トップ :: F 機械工学 照明 加熱 武器 爆破 :: F25 冷凍または冷却;加熱と冷凍との組み合わせシステム;ヒ−トポンプシステム;氷の製造または貯蔵;気体の液化または固体化




【発明の名称】 多目的冷却シート
【発明者】 【氏名】阿部 司

【要約】 【課題】冷凍庫、氷を要することなく、水さえあれば、使いたい時何時でも何処でも冷たいシートを作り出して多目的に用いることがてきる冷却シートを提供すること。

【解決手段】一対の吸水性冷却シート主体10間に、気化液21が封入された樹脂フィルムのパッケージ袋20が介在されるとともに、一対の吸水性冷却シート主体10の外側には吸水性の外装不織布30が被覆されて、重合周縁部が一体的に熱接着されてシート状に形成され、全体を水の中に入れ、または水をかけると、水は外装不織布30から吸水性冷却シート主体10の自重約800倍という吸水ポリマー12に吸収される。次いで、パッケージ袋20がカットテープ22の引き出しにより開封されると、中の気化液21と吸収水が混同して気化し、その気化熱により吸収水は冷却されて冷却シートとされる。
【特許請求の範囲】
【請求項1】 一対の吸水性冷却シート主体と、該一対の吸水性冷却シート主体間に介在された樹脂フィルムのパッケージ袋と、前記一対の吸水性冷却シート主体を被覆した吸水性の外装不織布とを含み、前記一対の吸水性冷却シート主体は、前記樹脂フィルムのパッケージ袋との対接側となるクラフト紙等のシート主体上に吸水ポリマーと塩粒およびホットメルト粉末との混合層を介して吸水性不織布が一体的に熱接着されて構成され、前記樹脂フィルムのパッケージ袋には、水と反応して気化する気化液が封入され、かつ該樹脂フィルムのパッケージ袋の開封手段が設けられて、該樹脂フィルムのパッケージ袋は、前記一対の吸水性冷却シート主体の外側より前記開封手段を介して開封可能な状態で定置され、前記一対の吸水性冷却シート主体と前記外装不織布との重合周縁部が一体的に熱接着されて適当な大きさのシート状に構成され、前記外装不織布および吸水性冷却シート主体に水が吸収せられ、次いで、前記樹脂フィルムのパッケージ袋が開封されて気化液と吸収水とが混同されて吸収水が冷却される構成を特徴とする多目的冷却シート。

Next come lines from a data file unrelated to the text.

PR #1755, opened 2017-10-23
Update all package outputs to 2.1.0-prerelease

dagood:
This allows us to avoid conflicts between BuildTools branches in the most straightforward way. See https://github.com/dotnet/buildtools/issues/1489.

I noticed this was still out of date when reviewing https://github.com/dotnet/corefx/pull/24784.

### DIFF
--- a/src/nuget/Microsoft.DotNet.Build.CloudTest.nuspec
+++ b/src/nuget/Microsoft.DotNet.Build.CloudTest.nuspec
@@ -2,7 +2,7 @@
 <package>
   <metadata minClientVersion="2.8.1">
     <id>Microsoft.DotNet.Build.CloudTest</id>
-    <version>1.0.0-prerelease</version>
+    <version>$PackageVersion$</version>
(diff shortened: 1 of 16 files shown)


weshaggard:
Can we figure out a way to pass the common version in a common location instead of updating all the nuspec's manually each time we branch?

【請求項2】 前記吸水性冷却シート主体および外装不織布が冷却された時にシートが折り曲げ可能なるように、前記吸水ポリマーと塩粒およびホットメルト粉末との混合層が規則的に或いは不規則的に分散されてシート主体上に設けられていることを特徴とする請求項1の多目的冷却シート。

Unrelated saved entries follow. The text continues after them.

PR #1758, opened 2017-10-25
Update PDB Conversion Task to fix random crash

vancem:
There was a COM bug in the PDB writing code used in the task that
converts portable PDBs to windows PDBs (see https://github.com/dotnet/symreader/pull/70)
This picks up a version with this fix in the build tools.

@tmat  @dagood 

I have confirmed that with this update the fix (which is in the SymUnmanagedWriterImpl.CloseSymWriter method), shows up in the Microsoft.DiaSymReader.dll placed in the bin directory.

### DIFF
--- a/dir.props
+++ b/dir.props
@@ -86,6 +86,9 @@
     <!-- Need to escape double forward slash (%2F) or MSBuild will normalize to one slash on Unix. -->
     <DnuSourceList Include="https:%2F%2Fdotnet.myget.org/F/dotnet-core/api/v3/index.json" />
     <DnuSourceList Include="https:%2F%2Fdotnet.myget.org/F/dotnet-buildtools/api/v3/index.json" />
+    <DnuSourceList Include="https:%2F%2Fdotnet.myget.org/F/symreader/api/v3/index.json" />
+    <DnuSourceList Include="https:%2F%2Fdotnet.myget.org/F/symreader-native/api/v3/index.json" />
+    <DnuSourceList Include="https:%2F%2Fdotnet.myget.org/F/symreader-converter/api/v3/index.json" />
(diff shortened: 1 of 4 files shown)


vancem:
Note that after we are comfortable with this, we can pull out the msbuild hacks we have that run the PDB conversion in a sub-process.   It should not be needed anymore.

dir.props
```diff
@@ -86,6 +86,9 @@
     <!-- Need to escape double forward slash (%2F) or MSBuild will normalize to one slash on Unix. -->
     <DnuSourceList Include="https:%2F%2Fdotnet.myget.org/F/dotnet-core/api/v3/index.json" />
     <DnuSourceList Include="https:%2F%2Fdotnet.myget.org/F/dotnet-buildtools/api/v3/index.json" />
+    <DnuSourceList Include="https:%2F%2Fdotnet.myget.org/F/symreader/api/v3/index.json" />
+    <DnuSourceList Include="https:%2F%2Fdotnet.myget.org/F/symreader-native/api/v3/index.json" />
+    <DnuSourceList Include="https:%2F%2Fdotnet.myget.org/F/symreader-converter/api/v3/index.json" />
```
vancem: We were using really old version of symreader that you could get from nuget.org.   To get the newer myget versions you need to add these feeds.

vancem:
Checking in so I can deploy for CoreFX.

dir.props
dagood: I actually mirrored the packages on https://dotnet.myget.org/gallery/dotnet-buildtools to make sure old versions don't get dropped off the symreader feeds and break the BuildTools build. I don't think any versions of these packages are available on NuGet.org.

I've gone ahead and mirrored the new versions, too.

【請求項3】 前記外装不織布に抗菌加工が施されていることを特徴とする請求項1または2の多目的冷却シート。
【発明の詳細な説明】【0001】
【発明の属する技術分野】本発明は、保冷を要する生鮮品輸送において、鮮度保持のため包装資材であるパッケージ袋やダンボールの中敷として用いたり、スポーツの休憩時に汗拭き等として用いたり、或いはオシボリとして用いる等の多目的に用いられる冷却シートに関するものである。
【0002】
【従来の技術】従来、生鮮品輸送にはその詰められたダンボール等に保冷材が入れられて鮮度保持の役割を果たしているのが一般的である。
【0003】
【発明が解決しようとする課題】しかしながら、保冷材はそのままでは機能せず、これを冷凍庫で凍らせた後、氷と同じく冷却用として使うもので、冷凍庫で凍らせることが不可欠であって、使いたい時いつでも冷たい状態のものを作り出してこれを使うということは不可能であった。
【0004】本発明は、このような事情に鑑みなされたもので、その目的とするところは、冷凍庫、氷を要することなく、水さえあれば、使いたい時いつでも冷たい状態のものを作り出して多目的に用いることができる冷却シートを提供することにある。
【0005】
【課題を解決するための手段】この目的のため、本発明は、一対の吸水性冷却シート主体と、該一対の吸水性冷却シート主体間に介在された樹脂フィルムのパッケージ袋と、前記一対の吸水性冷却シート主体を被覆した吸水性の外装不織布とを含み、前記一対の吸水性冷却シート主体は、前記樹脂フィルムのパッケージ袋との対接側となるクラフト紙等のシート主体上に吸水ポリマーと塩粒およびホットメルト粉末との混合層を介して吸水性不織布が一体的に熱接着されて構成され、前記樹脂フィルムのパッケージ袋には、水と反応して気化する気化液が封入され、かつ該樹脂フィルムのパッケージ袋の開封手段が設けられて、該樹脂フィルムのパッケージ袋は、前記一対の吸水性冷却シート主体の外側より前記開封手段を介して開封可能な状態で定置され、前記一対の吸水性冷却シート主体と前記外装不織布との重合周縁部が一体的に熱接着されて適当な大きさのシート状に構成され、前記外装不織布および吸水性冷却シート主体に水が吸収せられ、次いで、前記樹脂フィルムのパッケージ袋が開封されて気化液と吸収水とが混同されて吸収水が冷却される構成を特徴とするものである。
【0006】
【発明の実施の形態】発明の実施の形態について図面を参照して説明する。図1は本発明に係る多目的冷却シートの一例での平面図、図2は図1の2−2線に沿った一部省略の拡大断面図で、これら図において、本冷却シートは、表裏一対の吸水性冷却シート主体と樹脂フィルムのパッケージ袋と外装不織布とを含んでいる。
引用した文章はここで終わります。